[antlr-interest] Re: Anyone tried this ANTLR-inspired CC?

Tiller, Michael (M.M.) mtiller at ford.com
Tue Nov 11 07:36:56 PST 2003


> From: Terence Parr [mailto:parrt at cs.usfca.edu]
> Sent: Monday, November 10, 2003 4:15 PM
> To: antlr-interest at yahoogroups.com
> Subject: Re: [antlr-interest] Re: Anyone tried this ANTLR-inspired CC?
> 
> 
> 
> On Sunday, November 9, 2003, at 05:37 PM, leung13512c wrote:
> 
> > The thing that caused me to switch away from ANTLR syntax
> > is because I prefer the tree building syntax of JJTree that always
> > create imaginary nodes instead of a mix of both.  And it mostly
> > avoid having to create nodes within actions.
> 
> Howdy.  This is the old AST versus parse tree argument...Parse trees 
> are easy to generate (i.e., no cost to developer) but have 
> way too much 
> noise for tree transformation and also are sensitive to grammar 
> construction whereas ASTs are the canonical repr for a particular 
> language.
> 
> Ter

I'm not sure this is an argument for parse trees or against ASTs.  Let me explain...

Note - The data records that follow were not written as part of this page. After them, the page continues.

PR #180, opened 2021-11-04
Update Windows build instructions in platform/qt/README.md

srcejon:
The Windows build instructions for Qt appear to be out of date and not to work, so this PR updates them.

I've used Ninja as the cmake generator as it's much faster than "Visual Studio 16 2019", although that does work.


petr-pokorny-1 (approved):
Thanks!

PR #189, opened 2021-12-02
mapbox -> maplibre, fix broken links

matkoniecz:
I assume that such rename is desired and should be applied, but link targets still carry Mapbox name

BTW, links were broken and I fixed them


ntadej (approved):

ntadej:
Thanks @matkoniecz!

PR #190, opened 2021-12-02
remove mention of nonexisting labelling system

matkoniecz:
See https://github.com/maplibre/maplibre-gl-native/labels - such elaborate system is not present here

And I have doubts is it useful to spend time on such sorting given current available resources


matkoniecz:
Failed tests are bug on their own, see #191

ntadej:
We should at least revisit labeling so it's probably fine to remove this.

What do you think, @roblabs and @birkskyum?

birkskyum:
yeah, it's not in system now anyway, so better to clean it up

ntadej:
@matkoniecz, can you please try to rebase this PR? Unfortunately the pipeline is too old so I can not retry it anymore.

Personally, there are two extremes I would like to avoid.  One is using terminals as roots in ASTs.  I don't really care for this approach because I find it rather strange (just my personal preference).  The other case I wouldn't like is having every production rule in my grammar generate a node in my AST.  As far as I'm concerned, these are both sub-optimal.

In practice, ANTLR tends to fall into the former category and I guess JJTree probably falls into the latter.  Now ANLTR is obviously capable of avoiding this use of terminals for roots by creating imaginary nodes.  It seems to me that the issue here is how tedious it can be to do this (and the fact that it really becomes a problem with the current C++ framework).  I think it would be nice if ANTLR was capable of automatically handling this case of synthetic or imaginary nodes and I suspect that is what is at issue here.